Say the number of lines in the records below that hold the word "null", and only that number.
::: EXTRACTED ENTRIES
PR #403, opened 2023-07-14
Tabs component in web-components

karthikbtf:
- copied over from funder-web, i believe the styles are the same
- added a story
- next step is to refactor funder-web to use this, which has some additional semantics
- and also use this in terraware-web

Tabs - Default ⋅ Storybook 2023-07-14 12-03-59


charlie-tf (approved):
This looks great! 🎉

karthikbtf:
I missed exporting this :(

PR #408, opened 2023-07-19
Fix table/cell boolean renderer to also consider boolean

karthikbtf:


src/components/table/TableCellRenderer.tsx
```diff
@@ -108,7 +108,7 @@ export function CellBooleanRenderer({
   return (
     <TableCell id={id} align='left' className={`${classes.default} ${className}`}>
       <Typography component='p' variant='body1' fontSize='14px'>
-        {value === 'true' ? booleanTrueText : booleanFalseText}
+        {value?.toString() === 'true' ? booleanTrueText : booleanFalseText}
```
constanzauanini, line 111: Should we also modify line 101 to accept boolean? (Not sure if that would generate an error or not)

constanzauanini (approved):

src/components/table/TableCellRenderer.tsx
karthikbtf: I will change it. Won't impact anything since the code change calls a toString() which exist on all javascript objects/types. Though.. the types on 101 look kinda wrong... numer/any/ReactNode are not applicable. I won't change those since I don't know what will break :)

karthikbtf: I will make it `any`.. just adding `boolean` there does nothing. we don't cast the input data as boolean anywhere. I think we aren't really leveraging typescript correctly in the renderers since we are using the renderer type ('string', 'boolean', 'number' ,etc) to define what kind of data it is.

constanzauanini: Sounds good! Thanks for doing this!

PR #418, opened 2023-08-23
SW-3800 Put blank values last when doing FE sorting

constanzauanini:
Blank values where changing from top to end because we where changing the sign (-) when changing order to the descendingComparator.
Fix is to move the order inside the descendingComparator and not change the result for blank values (always at the end)


src/components/table/sort.ts
```diff
@@ -9,11 +9,20 @@ export function descendingComparator<T>(a: T, b: T, orderBy: keyof T): number {
   const bValue = b[orderBy] ?? '';
   const aValue = a[orderBy] ?? '';
 
-  if (bValue < aValue) {
+  // blank values at the end always (any order)
+  if (aValue === '' || aValue === null) {
```
karthikbtf, line 13: suggestion use trim:
```
  if (aValue === null || aValue === undefined || aValue.trim() === '') {
  }
```

src/components/table/sort.ts
```diff
@@ -9,11 +9,20 @@ export function descendingComparator<T>(a: T, b: T, orderBy: keyof T): number {
...
+    return 1;
+  }
+
+  if (bValue === '' || bValue === null) {
```
karthikbtf, line 17: same, trim

src/components/table/sort.ts
```diff
@@ -9,11 +9,20 @@ export function descendingComparator<T>(a: T, b: T, orderBy: keyof T): number {
...
     return -1;
   }
+
```
karthikbtf, line 20: if aValue and bValue are both null/undefined/'', we should return 0

karthikbtf (commented):
looks good i think, some thoughts

src/components/table/sort.ts
```diff
@@ -9,11 +9,20 @@ export function descendingComparator<T>(a: T, b: T, orderBy: keyof T): number {
...
+  if (bValue < aValue) {
+    return order === 'desc' ? -1 : 1;
```
karthikbtf, line 22: nice, we may need to check 'desc' for aValue/bValue empty state as well and return -1/1 accordingly.

src/components/table/sort.ts
karthikbtf: just fyi - `trim` will only work if it is a string, maybe aValue.toString().trim()?

karthikbtf (approved):
Should be good to merge with the suggestions followed up 👍

src/components/table/sort.ts
karthikbtf: actually nvm, i realize we want this at the bottom, no need to check for `desc`.. my bad

PR #514, opened 2024-04-17
SW-5218 Fix datepicker adapter for luxon

karthikbtf:
- the x-date-pickers luxon adapter is off mui5.x which has bugs
- specifically uses `instanceof DateTime` to check for a luxon dates, instanceof does not work across namespaces (npm package scope vs root terraware-web scope)
- this was preventing min/max date props from working across namespaces
- same for setting the value of DatePicker without a toISO conversion
- moved to @date-io/luxon which uses luxon's isDateTime function to compare dates
- this fixes all the issues previously observed (cannot delete characters, min/max dates not working)

### DIFF
--- a/package.json
+++ b/package.json
@@ -1,6 +1,6 @@
 {
   "name": "@terraware/web-components",
-  "version": "2.16.2",
+  "version": "2.16.2-rc.0",
   "author": "Terraformation Inc.",
   "license": "Apache-2.0",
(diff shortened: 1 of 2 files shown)


karthikbtf:
publish rc

tommylau523 (approved):

karthikbtf:
publish rc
::::::
[SOLUTION] 4